Good launch in Greenville, MI, float to County Line Rd is 3 hours with no paddling, can be done in 2 if you want a workout or can take 5 or 6 if fishing is good. Another 90 minutes south of County Line is the first damn in Belding. Belding damn to the next damn south of Smyrna is about 5 or 6 hours but no good access at this second damn. You can launch or take out upstream at a bridge crossing the Flat in Smyrna, or pay a small parking fee to use a better access and parking site at the Double R Ranch Resort.
45 minutes south of this Smyrna damn is access at the White's Bridge Road. Whites Bridge was a fantastic original wooden covered bridge that was torched by arsons about a year ago now but still has parking on the east side. 2 hours south of White's Bridge Road is Fallsburg Park with lots of access. 45 minutes south of Fallsburg is the 3rd damn, you can portage the damn but I think there is no access at this damn to load/unload. About 3 hours south of this damn is the town of Lowell with lots of access, and another damn right down town. No reason going beyond this damn unless you want to end in the Grand River.

I recommend either the Greenville to Belding, or Belding to Double R.

Times above are for floating or light paddling, can be doubled if you fish.


----------



## MontcalmCounty

I'm from greenville, we always launch at Jackson's Landing in Greenville and go to Belding, works well.


----------



## headbanger421

Thanks for the great info


----------



## GrtWhtHntr

Jackson's landing in Gville to East Riverside park in Belding is about 3-3.5 hours paddling at a leisurely rate. Obviously it would take longer if you were fishing as you went. It's a nice stretch of river with a lot of state land and few houses on the river.


----------



## Swamp Monster

How many CFM's does that river run. Would paddling back to the original launch be an option?


----------



## GrtWhtHntr

Paddling back up to Jackson's would not be an option. The water is pretty fast for the first 1/2 mile roughly before it slows down. Paddling back up would be a huge chore, if even possible.


----------



## GoNorthMore

Swamp Monster said:


> How many CFM's does that river run. Would paddling back to the original launch be an option?

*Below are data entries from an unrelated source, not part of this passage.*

PR #529, opened 2020-02-19
[BB-2082] Deploy the simple theme using the theme configuration

lgp171188:
Adds the changes to deploy the `simple-theme` using the theme configuration stored in the `theme_config` field. Also defines schema for the v0, v1 configuration, adds validators and unit tests. Also adds two new `SIMPLE_THEME_SKELETON_THEME_LEGACY*` variables for using a different branch for the v0 theming implementation.

**Testing instructions**:
This branch is already deployed on stage and there is a sandbox to test and verify the functionality (details in the task).
* Configure the values for the `SIMPLE_THEME_SKELETON_THEME_*` variables.
* Create a new beta-test instance from the registration form.
* Verify that the simple theme configuration for the initial appserver is correct.
* Once the first appserver is provisioned, activate it and test the LMS theming and verify that the theme configuration has been applied correctly.
* Add valid theme configuration in the `theme_config` field of the instance. A valid configuration based on the variable mappings listed in the ticket is already available for usage or as reference.
* Check the generated simple theme configuration in the instance settings.
* Launch a new appserver for the instance.
* Once that is provisioned succesfully, check its LMS and verify that the theming is applied as configured in the `theme_config` field.

* The schema constraints are very lax and in the v1 schema all the theme variables are optional at the moment. This can be changed once we get a better idea of what those need to be. 
* The CI checks are failing for unrelated issues.


instance/models/mixins/openedx_theme.py
```diff
@@ -55,29 +55,40 @@ class OpenEdXThemeMixin(models.Model):
...
-            # and simple_theme won't be used (unless manually requested through other settings).
-            return ""
+    def get_common_settings(self, application):
+        """
+        Returns a dict with the simple-theme settings common to the v0 and v1 implementation.
+        """
+        return {
+            "SIMPLETHEME_ENABLE_DEPLOY": True,
+            "EDXAPP_COMPREHENSIVE_THEME_SOURCE_REPO": settings.SIMPLE_THEME_SKELETON_THEME_REPO,
+            "EDXAPP_COMPREHENSIVE_THEME_VERSION": settings.SIMPLE_THEME_SKELETON_THEME_VERSION,
```
giovannicimolin: @lgp171188 Is there a way we can keep supporting the old theme for a while? 
We can add a temporary `SIMPLE_THEME_SKELETON_THEME_LEGACY_VERSION` for a while.

I want to deploy this production without breaking the current production deployments.

instance/schemas/theming.py
```diff
@@ -19,74 +19,122 @@
...
 """
-from django.core.exceptions import ValidationError
-from schema import Schema, Regex, Optional, Or, SchemaError
+from jsonschema import validate
 
-color = Regex(r'^#([A-Fa-f0-9]{6}|[A-Fa-f0-9]{3})$')
+color_regex = '^#([A-Fa-f0-9]{6}|[A-Fa-f0-9]{3})$'
 
 
-def nullable(schema):
```
giovannicimolin: Can we keep allowing the frontend to set a null value?
The registration form doesn't have any theming fields and doesn't send the key when the user is registering.

instance/schemas/theming.py
```diff
@@ -19,74 +19,122 @@
...
+            "properties": {
+                "color": ref("color"),
+                "border-bottom": ref("color"),
+            }
         }
-    }
-})
+    },
+    "type": "object",
+    "properties": {
```
giovannicimolin: @lgp171188 How does the mapping of unassigned variables work here?
Let's say the user only set `main_color`, `accent_color` and `light` in the theme options, is the validation going to fail?

instance/models/mixins/openedx_theme.py
```diff
@@ -55,29 +55,40 @@ class OpenEdXThemeMixin(models.Model):
     class Meta:
```
giovannicimolin: Remember to update the frontend API client after implementing the changes by going to `frontend/` and running `./scripts/update-api-client.sh`. The frontend should keep working after these changes are merged.

instance/schemas/theming.py
lgp171188: @giovannicimolin, as discussed in the meeting we had yesterday, whatever values are stored in the database will be rendered. Now, what the client has to send and what has to be done in the API handler before save is still TBD.

instance/schemas/theming.py
lgp171188: @giovannicimolin, this is now implemented.

instance/models/mixins/openedx_theme.py
lgp171188: @giovannicimolin, I have not made any changes to the model at all. So will this still be required?

instance/tests/models/test_openedx_theme_mixins.py
```diff
@@ -184,3 +187,54 @@ def test_get_contrasting_font_color(self, test_colors, mock_consul):
...
         )
+
+    # pylint: disable=too-many-locals
+    @patch(
+        'instance.tests.models.factories.openedx_instance.OpenEdXInstance._write_metadata_to_consul',
+        return_value=(1, True)
+    )
+    def test_v1_config_chosen_when_theme_config_provided(self, mock_consul):
+        """
+        Test that when theme_config is provided, the v1 version of the theme configuratino is generated.
```
giovannicimolin: Nit: `configuration`
```suggestion
        Test that when theme_config is provided, the v1 version of the theme configuration is generated.
```

instance/tests/models/test_openedx_theme_mixins.py
```diff
@@ -184,3 +187,54 @@ def test_get_contrasting_font_color(self, test_colors, mock_consul):
...
+                'EDXAPP_COMPREHENSIVE_THEME_SOURCE_REPO': settings.SIMPLE_THEME_SKELETON_THEME_REPO,
+                'EDXAPP_COMPREHENSIVE_THEME_VERSION': settings.SIMPLE_THEME_SKELETON_THEME_VERSION,
+            }
+            for ansible_var, value in expected_settings.items():
+                self.assertEqual(value, parsed_vars[ansible_var])
+
+            self.assertNotIn('SIMPLETHEME_EXTRA_SASS', parsed_vars)
+
+            # We check that the files are in URLs
+            # If this fails in local tests it can be because you don't have SWIFT upload enabled
```
giovannicimolin: We left SWIFT behind some time ago. This should upload to S3 instead of SWIFT.

instance/tests/models/test_openedx_theme_mixins.py
```diff
@@ -90,6 +91,8 @@ def test_colors_and_images_applied(self):
             parsed_vars = yaml.load(variables, Loader=yaml.SafeLoader) or {}
             expected_settings = {
                 'SIMPLETHEME_ENABLE_DEPLOY': True,
+                'EDXAPP_COMPREHENSIVE_THEME_SOURCE_REPO': settings.SIMPLE_THEME_SKELETON_THEME_LEGACY_REPO,
```
giovannicimolin: Do we need to add these values to the CircleCi variables or the defaults will do?

instance/schemas/theming.py
```diff
@@ -20,73 +20,160 @@
...
+theme_schema_v1 = {
+    "id": "theme_schema_v1",
+    "definitions": {
+        "color": color_schema,
+        "flag": flag_schema,
+    },
+    "type": "object",
+    "properties": {
+        "version": {"type": "number", "enum": [1, ]},
+        "theme": {"anyOf": [{"type": "string", "enum": ["light", "dark"]}, ref("color")]},
```
giovannicimolin: Can you remove this `light/dark` option as we've discussed in the 121?

instance/models/mixins/openedx_theme.py
giovannicimolin: @lgp171188  No need, I just tested and checked that the API client didn't break with these new changes.

instance/tests/models/test_openedx_theme_mixins.py
lgp171188: @giovannicimolin, yes, we will have to add these variables to CircleCI. But the defaults will also work because the integration tests just look for the presence of the color value in the CSS file.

You can launch in downtown Belding at Belding City Park just above the damn or a little upstream at another park on Park Road and paddle upstream first then float back, slow/stopped water for a mile or so then current starts to pick up but still slow enough to make headway for a while, even for fat old me.


----------



## MontcalmCounty

Went canoeing from Jackson's landing to Bricker road yesterday, made pretty good time, the water is pretty high.


----------